= WORK TO BE COMPLETED =
Supply the number of lines in the data below that hold "command", and let that number be the whole answer.

Collected data:
PR #859, opened 2015-09-06
quickbuild bug fix

S-Aoi:
Now `@mxmlc` can receive `+configname=air` argument. And paths can be quoted with `"`.

### DIFF
--- a/External/Plugins/AS3Context/Compiler/FlexShells.cs
+++ b/External/Plugins/AS3Context/Compiler/FlexShells.cs
@@ -29,7 +29,7 @@ namespace AS3Context.Compiler
         static public event SyntaxErrorHandler SyntaxError;
 
         static readonly public Regex re_SplitParams = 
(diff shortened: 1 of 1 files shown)


External/Plugins/AS3Context/Compiler/FlexShells.cs
```diff
@@ -321,6 +321,10 @@ public void QuickBuild(FileModel theFile, string flex2Path, bool requireTag, boo
                                             }
                                         }
                                         isPath = true;
+                                        // remove quotes
+                                        if (arg.StartsWith("\"") && arg.StartsWith("\""))
```
Gama11: Isn't the second condition here supposed to use `EndsWith()`?

elsassph:
Why removing quotes exactly?

S-Aoi:
Some paths may contain spaces. When I quote the path with `"`, FD show me an error saying `This file is not a valid AS3 class or does not include a valid @mxmlc build command.`.

elsassph:
Oh sorry, you're right there was a problem when your mxmlc command has quotes already.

= WRITTEN SOLUTION =
2